Saved data entries:
=== Begin Enclosure ===
PR #2207, opened 2025-02-25
Updating to scp-ingest-pipeline:1.40.1 (SCP-5902)

bistline:
#### BACKGROUND & CHANGES
This updates to `scp-ingest-pipeline:1.40.1` to allow logging to `STDOUT` from ingest pipeline.  This will enable real-time logs in the Batch API for running jobs.

### DIFF
--- a/config/application.rb
+++ b/config/application.rb
@@ -29,7 +29,7 @@ module SingleCellPortal
     config.middleware.use Rack::Brotli
 
     # Docker image for file parsing via scp-ingest-pipeline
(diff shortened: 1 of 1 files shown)


eweitz (approved):

bistline:
@eweitz I just noticed that CI didn't run on this PR... I'm going to wait before merging this to see if it eventually runs or try pushing a no-op commit to force it to retry.  I'm sure it's fine but I'd still like to ensure normal CI works.  All our other PRs ran tests so I'm puzzled why this one didn't.

PR #2211, opened 2025-02-26
Removing pre-flight Terra status checks (SCP-5647)

bistline:
#### BACKGROUND
SCP has a practice of using pre-flight status checks for Terra API calls to guard against outages/latency in the event of upstream instability.  While this usually results in a much smoother UX where errors are prevented by checking various Terra services in the `/status` information, false positives can lead to situations where users are blocked from normal operations like uploading files or editing studies because a Terra service reports a problem when in fact there is not one.  Sometimes these false outage persist for hours, leading to widespread user impact.

This update removes almost all pre-flight checks and instead allows API calls to proceed and move through normal error handling.  This will all but eliminate the prior false positive issue.  The one place where a check was left in place was when checking whether a [user has access to a study via a group share](https://broadworkbench.atlassian.net/browse/SCP-2325).  This caused study overview pages to hang in the event of upstream outages, so an explicit check was put in place to guard against this.  All other service checks have been removed.

It should be noted that this could raise the incidence of 500-level errors that result in users seeing the "We're sorry, something went wrong" page.  However, the risk is quite low, and any such errors would be reported upstream to Sentry and can be triaged appropriately.

#### MANUAL TESTING
2. Load a study with visualizations and confirm nothing is affected and all tabs are enabled
3. Download a file and confirm it succeeds
4. Make an edit in the study settings page (like to the visualization defaults) and confirm there are no issues
5. Go to the upload wizard and add a file, confirming there are no issues
6. To simulate an outage, on line 237 of `app/models/fire_cloud_client.rb`, add the following call to throw an error:
```
raise 'internal error'
response = RestClient::Request.execute(method: http_method, url: path, payload: payload, headers: headers)
...
```
7. Repeat steps 2-4 to confirm that there is no interruption to normal usage
8. Attempt to share the study with another user and confirm in `development.log` you see a similar error, but the UI does not break and you can continue to use the site:
```
2025-02-26 13:48:01 -0500: Creating FireCloud ACLs for study Parse Flag Logic - share jonbistline@gmail.com, permission: View
FireCloud API request (PATCH) https://api.firecloud.org/api/workspaces/single-cell-portal-development/parse-flag-logic/acl?inviteUsersNotFound=true with tracking identifier: 63e27b72f39faa00560c1e25
Unknown error: RuntimeError - internal error
Completed 500 Internal Server Error in 1137ms (MongoDB: 0.7ms | Allocations: 153746)


internal error excluded from capture: DSN not set
  
RuntimeError (internal error):
  
app/models/fire_cloud_client.rb:237:in `process_firecloud_request'
app/models/fire_cloud_client.rb:445:in `update_workspace_acl'
app/models/study_share.rb:213:in `set_firecloud_acl'
app/controllers/site_controller.rb:112:in `update_study_settings'
app/controllers/application_controller.rb:82:in `set_current_user'
app/controllers/concerns/real_ip_logger.rb:15:in `log_real_ip'
```
Note: the modal will not close because we did not explicitly handle this exception.  Normally, a `RestClient::Exception` would be thrown and handled, but simulating those types of errors is complicated and unnecessary for this test.

### DIFF
--- a/app/controllers/analysis_configurations_controller.rb
+++ b/app/controllers/analysis_configurations_controller.rb
@@ -3,7 +3,6 @@ class AnalysisConfigurationsController < ApplicationController
                                                     :submission_preview, :load_study_for_submission_preview,
                                                     :update_analysis_parameter]
   before_action :set_analysis_parameter, only: [:update_analysis_parameter]
-  before_action :check_firecloud_status, only: [:new, :create]
   before_action do
     authenticate_user!
     authenticate_admin
@@ -176,17 +175,5 @@ class AnalysisConfigurationsController < ApplicationController
                                                                                            :attribute_value, :association_source,
                                                                                            :association_method, :association_data_type,
                                                                                            :_destroy])
-    end
-
-    def check_firecloud_status
-      unless ApplicationController.firecloud_client.services_available?(FireCloudClient::RAWLS_SERVICE)
-        alert = 'The Methods Repository is temporarily unavailable, so we cannot complete your request.  Please try again later.'
-        respond_to do |format|
-          format.js {render js: "$('.modal').modal('hide'); alert('#{alert}')" and return}
-          format.html {redirect_to merge_default_redirect_params(studies_path, scpbr: params[:scpbr]),
-                                   alert: alert and return}
-          format.json {head 503}
-        end
-      end
     end
 end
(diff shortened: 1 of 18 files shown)


jlchang (approved):
Functional review - manual test worked as described

eweitz (approved):
Code looks good!  

Insightful descriptive of the UX and reliability trade-off here -- this is a net benefit.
=== End Enclosure ===
What the exercise asks:
Which of the lines above hold the string "shown"? Pick each of them out.

Answer box:
(diff shortened: 1 of 1 files shown)
(diff shortened: 1 of 18 files shown)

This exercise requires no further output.